PR #288, opened 2019-09-12
Fix #280: Signature format validator now supports Base64 signatures.

### LINKED ISSUE #280: Crypto 3.1: Increase online signature entropy

hvge:
This change also contains refactoring for `PowerAuthSignatureFormat.getFormatForSignatureVersion()` method and adds new functionality to that enumeration.

### DIFF
--- a/powerauth-java-crypto/src/main/java/io/getlime/security/powerauth/crypto/lib/enums/PowerAuthSignatureFormat.java
+++ b/powerauth-java-crypto/src/main/java/io/getlime/security/powerauth/crypto/lib/enums/PowerAuthSignatureFormat.java
@@ -40,7 +40,7 @@ public enum PowerAuthSignatureFormat {
      *     <li>For all versions of offline signatures.</li>
      * </ul>
      */
-    DECIMAL("DECIMAL"),
+    DECIMAL,
     /**
      * Each signature's factor is represented by 16-bytes long binary data. If the signature is composed from more than
      * one factor, then the binary sequences are concatenated one after another. The whole signature is then represented
@@ -51,16 +51,7 @@ public enum PowerAuthSignatureFormat {
      * </ul>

_TASK INSTRUCTIONS_
Every line of the material above that has the string "public" needs pulling out.

_RESULT_
@@ -40,7 +40,7 @@ public enum PowerAuthSignatureFormat {
@@ -51,16 +51,7 @@ public enum PowerAuthSignatureFormat {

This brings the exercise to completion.